The much cited case of Murphy v. Carrón, 536 S.W.2d 30 (Mo. banc 1976), governs the standard of review. We shall affirm the judgment of the trial court unless there is no substantial evidence to support it, it is against the weight of the evidence, or it erroneously declares or applies the law. Id. at 32. Where, as here, the trial court makes no specific findings in a case, all factual issues are deemed to support the result reached. McMurray v. Director of Revenue, 800 S.W.2d 820, 821 (Mo.App.1990). The trial court resolves conflicts in the evidence and may believe it in whole, in part, or not at all. Kilpatrick v. Director of Revenue, 756 S.W.2d 214, 215 (Mo.App.1988). We therefore must accept as true all evidence and inferences favorable to the prevailing party (in this case, the petitioner), and disregard any contrary testimony. McMurray, 800 S.W.2d at 821. Furthermore, a license cannot be suspended merely for failing to produce proof of financial responsibility to an officer under § 303.024; the penalty may only be that the Director will shortly request proof of insurance. Downs v. Director of Revenue, 791 S.W.2d 851, 853 (Mo.App. 1990).

It is clear that petitioner’s driver’s license and registration were not suspended for failing to produce the proof of insurance to the officer under § 303.024. The instructions on the front of the notice of suspension are very succinct. The petitioner was told to produce proof to the Director that he was insured on or before the date of the accident, or send in his driver’s license and license plates. Furthermore, even assuming an ambiguity existed in the initial notice as petitioner argues, petitioner was not prejudiced because the letter giving notice of hearing date clearly stated that the purpose of the hearing was to determine:

[Wjhether or not [petitioner is] subject to suspension for not complying with the provisions of Mo.Rev.Stat. § 303.025, which require motorists and vehicle owners to maintain financial responsibility.

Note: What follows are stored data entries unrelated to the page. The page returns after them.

PR #128, opened 2016-05-30
ENT-2714 fix libltdl dependency

jimis:


build-scripts/build-environment-check
```diff
@@ -42,16 +42,16 @@ esac
...
 
 RET=0
 for unwanted in $UNWANTED_DEPS
 do
     if query_pkg $unwanted
     then
-        echo "Removing unwanted package:" $unwanted
-        uninstall_pkg $unwanted    ||    { echo FAILURE ; RET=1 ; }
+        echo "ERROR Found unwanted package:" $unwanted
+        RET=1
```
jimis: @kacf do you approve of this commit? ;-)

kacf:
> Portability fix: Exclamation for NOT is not in POSIX.

Where have you read this? It works on every platform we have, including very dumb shells. I know that exclamation point inside a shell test is not POSIX, but outside it should be, IOW `! [ -f /somefile ]` should work, `[ ! -f /somefile ]` will only work in Bash.

jimis:
> Where have you read this? It works on every platform we have, including very dumb shells. I know that exclamation point inside a shell test is not POSIX, but outside it should be, IOW `! [ -f /somefile ]` should work, `[ ! -f /somefile ]` will only work in Bash.

I've experienced exactly the opposite. And googling this indeed shows that exclamation is in POSIX `test`'s [specification](http://pubs.opengroup.org/onlinepubs/9699919799/utilities/test.html). And [shell portable programming manuals](http://www.delorie.com/gnu/docs/autoconf/autoconf_122.html) suggest not to use exclamation outside of test:

>  You may use `!` with test, but not with if: `test ! -r foo || exit 1`.

kacf:
> I've experienced exactly the opposite

Uhm, really...? Because I have experienced the opposite of your opposite... Starting to doubt my own memory now...

Anyway, just try and see what works, but keep an eye out.

PR #132, opened 2016-06-13
Change: Reduce php info leak

nickanderson:
Changelog: Title


nickanderson:
Can we pick this back into 3.9.x and 3.7.x?

nickanderson:
Oh I see its in 3.9.x and 3.7.x already. Thanks!

PR #142, opened 2016-07-29
sanitize spec files

jimis:


jimis:
@nickanderson please review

*562The evidence shows that on July 15, 1987, the officer requested an insurance identification card and the petitioner did not provide any. The officer notified the Director, and provided a copy of the accident report that necessitated the request for proof of insurance. The Director notified petitioner that his driver’s license and registration would be suspended in thirty (30) days for failing to provide proof of insurance unless he provided proof that he was insured on the date he had been operating the vehicle and was in an accident. The petitioner requested a hearing, and he was sent notice of the hearing stating specifically that the sole issue of the hearing was to determine whether he failed to maintain financial responsibility in violation of § 303.025. Petitioner presented no evidence that he was insured, and has not provided any such evidence to the two judges who heard his petition.

There is no evidence to support a finding that petitioner had insurance on or before July 15, 1987. The finding of the court below is erroneous. The judgment is reversed and the order of the Department of Revenue suspending his driving privileges and vehicle registration for 60 days is reinstated.

. All sectional references are to Missouri Revised Statutes 1986, unless otherwise indicated.